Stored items

=== Section Start ===

PR #1071, opened 2024-01-07
More reliable $prog.ape

mrdomino:
Now it doesn't matter what argv `$prog.ape` is invoked with. We just get our executable path the apple way.

https://github.com/opensource-apple/dyld/blob/master/src/dyld.cpp#L4789

PR also includes passing `AT_FLAGS` from the M1 loader, which lets the `GetProgramExecutableName` tests always detect whether `argv[0]` should be tested from `auxv`.

Also changes `literally` to match `loader.c` in behavior.

### DIFF
--- a/ape/ape-m1.c
+++ b/ape/ape-m1.c
@@ -997,7 +997,7 @@ int main(int argc, char **argv, char **envp) {
        but it will if you say:
            ln -sf /usr/local/bin/ape /opt/cosmos/bin/bash.ape
        and then use #!/opt/cosmos/bin/bash.ape instead. */
-    M->ps.literally = 0;
+    M->ps.literally = 1;
     argc = sp[0];
     argv = (char **)(sp + 1);
   } else if ((M->ps.literally = argc >= 3 && !StrCmp(argv[1], "-"))) {
--- a/ape/ape-m1.c
+++ b/ape/ape-m1.c
@@ -768,7 +768,7 @@ __attribute__((__noreturn__)) static void Spawn(const char *exe, int fd,
 
 static const char *TryElf(struct ApeLoader *M, union ElfEhdrBuf *ebuf,
                           const char *exe, int fd, long *sp, long *auxv,
-                          char *execfn, char literally) {
+                          char *execfn) {
   long i, rc;
   unsigned size;
   struct ElfEhdr *e;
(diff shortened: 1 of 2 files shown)


mrdomino:
I want to rework AccessCommand a bit now that we no longer need to path search in the indirect case.

mrdomino:
Done.

jart (approved):
Nice! I forgot about Apple's auxv string array. Is there anything else good we can pilfer from there?

mrdomino:
Here's what it gives us. Nothing looks immediately useful to me.

```console
% cc apple.c -o apple
% cat apple.c
#include <stdio.h>

int main(int argc, char *argv[], char *envp[])
{
  char **p;
  for (p = envp; *p; ++p) {
  }
  for (++p; *p; ++p) {
    printf("%s\n", *p);
  }
  return 0;
}
% ./apple
executable_path=./apple



ptr_munge=
main_stack=
executable_file=0x1a0100000d,0x1689fd4
dyld_file=0x1a0100000d,0xfffffff0009a8fa
executable_cdhash=1360c6329d477bc5198ee5997a4f5f5ae8166f9e
executable_boothash=b110e39ca11baa63bdb1da60bdc0c2cc15731989
arm64e_abi=os
th_port=
```

mrdomino:
Notably though, we should grab `executable_path` out of their auxv before we reset it in `crt.S`.

ghaerr:
> Is there anything else good we can pilfer from there?

[Here's](https://github.com/apple-oss-distributions/xnu/blob/a325d9c4a84054e40bbe985afedcb50ab80993ea/bsd/kern/kern_exec.c) the actual Apple exec code that creates the auxv string array. The `exec_apple_add_strings` (line 5530) function shows each of the keys that might be interesting to us. 

The `executable_path=` string is handled by calls to the `exec_save_path` function. @mrdomino, you might find all this interesting. I studied it earlier when I was investigating some issues with @jart's original loader and the ELF AUXV array which isn't used by machO binaries.

BTW, Apple's loader source is [here](https://github.com/apple-oss-distributions/xnu/blob/a325d9c4a84054e40bbe985afedcb50ab80993ea/bsd/kern/mach_loader.c#L844-L862), which I found interesting. The link shows the loader code lines which disallow static binaries on M1, obviating the need for two Apple loaders in Cosmopolitan. Note that development and debug kernels allow M1 static binaries!

PR #1072, opened 2024-01-08
Revert apeinstall.sh binfmt flags

mrdomino:
The P flag breaks backwards compatibility with older binaries. The idea is to revert this commit after that break has been resolved.


mrdomino:
This also reverts the F flag. Still not sure how I feel about that one yet. It makes it so that you have to reset the binfmt registration if you want to update it; the instructions already say to run `apeuninstall.sh` to reset the registration, but maybe we should have the script do it automatically. Anyway; not our problem for now.

jart (approved):

PR #1076, opened 2024-01-08
third_party/libcxxabi: Add test suite

trungnt2910:
Added the `libcxxabi` test suite as found in LLVM 17.0.6.

Some tests that do not apply to the current configuration of comsopolitan are not added. These include:
- `backtrace_test`, `forced_unwind*`: Use unwind function unsupported in SjLj mode.
- `noexception*`: Designed to test `libcxxabi` in no exceptions mode.

Some tests are added but not enabled due to bugs specific to GCC or cosmopolitan. These are clearly indicated in the `BUILD.mk` file.


jart (approved):
Thanks!

PR #1085, opened 2024-01-15
libc: Add macros for madv constants

trungnt2910:
This is helpful for code detecting certain `madvise` constants at compile time.

Such macros have already been defined for other constants like `O_*`.


libc/sysv/consts/madv.h
```diff
@@ -33,5 +33,27 @@ extern const unsigned MADV_COLLAPSE;
 #define MADV_SEQUENTIAL 2
 #define MADV_WILLNEED   3
 
+#define MADV_DODUMP          MADV_DODUMP
```
jart, line 36: I don't want them to be detected easily because they'll only work on Linux.

jart (changes requested):

PR #1088, opened 2024-01-17
libc: Fix __cxa_thread_atexit prototype

trungnt2910:
The first parameter should be a function pointer.

Otherwise, this would conflict with the definition provided by `libcxxabi`.


jart (approved):
Thank you!

PR #1089, opened 2024-01-17
libcxx: Add missing implementation source files

trungnt2910:
Added the implementation for `std::bad_any_cast` from upstream `any.cpp` and `std::bad_variant_access` from upstream `variant.cpp`.

This fixes missing `vtable` and `typeinfo` symbols when trying to link code referencing these exception types.


mrdomino (approved):
LGTM

PR #1091, opened 2024-01-18
tool/cosmocc: Properly handle dependency output

trungnt2910:
a2753de contains some regressions, causing `fixupobj` to be inappropriately suppressed when `-MD` or `-MMD` is passed.

This commit reverts most changes by a2753de, and:
- Treats all invocations of the compiler with `-M` and `-MM` as with the `cpp` intent, since these flags imply `-E`.
- Handles the dependency output path specified by `-MF`.
  + This is trivial for `cosmocross` since the script does not throw objects to and from temporary directories.
  + For `cosmocc`, the file names are calculated based on the `-MF` value provided by the user. If this flag is not specified, the script generates the file name based on the output file using GCC rules. Then, before calling the real compilers, an additional `-MF` flag is passed to override the dependency outputs with mangled file names.

### DIFF
--- a/tool/cosmocc/bin/cosmocc
+++ b/tool/cosmocc/bin/cosmocc
@@ -88,7 +88,9 @@ APELINKFLAGS=
 FLAGS_X86_64=
 FLAGS_AARCH64=
 INPUT_FILE_COUNT=0
-OUTPUT_IS_TEXT=0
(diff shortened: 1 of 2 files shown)


jart (approved):
Thank you!

PR #1096, opened 2024-01-20
Add Curve25519 method in help.txt + add new specs file

solisoft:
Not sure how to run tests locally so I tested it directly in the repl


jart (approved):
Thanks for sending this! You can run the Lua tests locally by running `make -j32 o//test/tool/net` which will glob all the `*_test.lua` files and run them in redbean. I've approved the GitHub Action test runner which will run it too. Once that passes, I need one more thing to merge. Please follow the process in https://github.com/jart/cosmopolitan/blob/master/CONTRIBUTING.md and send the email.

PR #1266, opened 2024-08-28
Minor cleanup/improvements in unique_ptr_test

mrdomino:
I'd previously introduced a bunch of small wrappers around the class and functions under test to avoid excessive cpp use, but we can achieve this more expediently with simple using-declarations. This also cuts out some over-specified tests (e.g. there's no reason a stateful deleter wouldn't compile.)


jart (approved):
Thank you!

PR #1271, opened 2024-08-31
Fix %[hl]s field length/precision on printf funcs

GabrielRavier:
Cosmopolitan currently has a completely wrong understanding (according to the C Standard) of how to handle precision and field length for wide strings, which have to be handled not by using the monospace display width but instead by using the outputted byte width (i.e. the UTF-8 length of the wide string).

This patch corrects this, corrects comments documenting the previous behavior, adds tests for the behavior and refactors tests that tested for the previous behavior to correctly use the new correct behavior.

### DIFF
--- a/libc/stdio/fmt.c
+++ b/libc/stdio/fmt.c
@@ -365,19 +365,24 @@ static int __fmt_stoa_byte(out_f out, void *a, uint64_t c) {
   return out(buf, a, 1);
 }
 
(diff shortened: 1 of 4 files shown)


GabrielRavier:
Discussion on Discord has yielded a rejection of the patch for implementing stupid behavior (it may be standard, but jart considers that "while I believe strongly in standard conformance, this is the one deviation from the standard I feel most strongly about, because not having this makes printf precision and width modifiers worthless"), so closing this now.

PR #1274, opened 2024-09-01
Fix shared_ptr::owner_before

mrdomino:
This method is supposed to give equivalence iff two shared pointers both own the same object, even if they point to different addresses. We can't control the exact order of the control blocks in memory, so the test can only check that this equivalence/non-equivalence relationship holds, and this is in fact all that it should check.


jart (approved):
Sweet. Thanks!

PR #1275, opened 2024-09-01
Fix printf funcs on memory pressure with floats

GabrielRavier:
Cosmopolitan's printf-family functions currently crash if one tries to
format a floating point number with a large precision (large enough
that gdtoa tries to allocate memory to format the number) when under
memory pressure (i.e. when malloc fails), because gdtoa fails to check
if malloc fails.

The added tests (which would previously crash under cosmopolitan
without this patch) show how to reproduce the issue.

This patch fixes this, and adds the aforementioned tests.

### DIFF
--- a/test/libc/stdio/snprintf_enomem_test.c
+++ b/test/libc/stdio/snprintf_enomem_test.c
@@ -1,0 +1,61 @@
+/*-*- mode:c;indent-tabs-mode:nil;c-basic-offset:2;tab-width:8;coding:utf-8 -*-│
+│ vi: set et ft=c ts=2 sts=2 sw=2 fenc=utf-8                               :vi │
+╞══════════════════════════════════════════════════════════════════════════════╡
+│ Copyright 2024 Gabriel Ravier                                                │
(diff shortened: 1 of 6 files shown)


test/libc/stdio/snprintf_enomem_test.c
```diff
@@ -0,0 +1,61 @@
...
+#include "libc/testlib/testlib.h"
+
+static void limit_memory_to_1mb() {
+  struct rlimit limit = {};
+  ASSERT_GE(getrlimit(RLIMIT_AS, &limit), 0);
+
+  if (limit.rlim_max > 1000000 || limit.rlim_max == RLIM_INFINITY) {
+    limit.rlim_max = 1000000;
+    limit.rlim_cur = limit.rlim_max;
+    ASSERT_GE(setrlimit(RLIMIT_AS, &limit), 0);
```
jart, line 33: You truly understand Cosmopolitan Libc if you're using this function.

jart (approved):
Nice! Thank you!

=== Section End ===

Could you find each line in the entries that contains the string "found" and copy it?

** Written response **
BTW, Apple's loader source is [here](https://github.com/apple-oss-distributions/xnu/blob/a325d9c4a84054e40bbe985afedcb50ab80993ea/bsd/kern/mach_loader.c#L844-L862), which I found interesting. The link shows the loader code lines which disallow static binaries on M1, obviating the need for two Apple loaders in Cosmopolitan. Note that development and debug kernels allow M1 static binaries!
Added the `libcxxabi` test suite as found in LLVM 17.0.6.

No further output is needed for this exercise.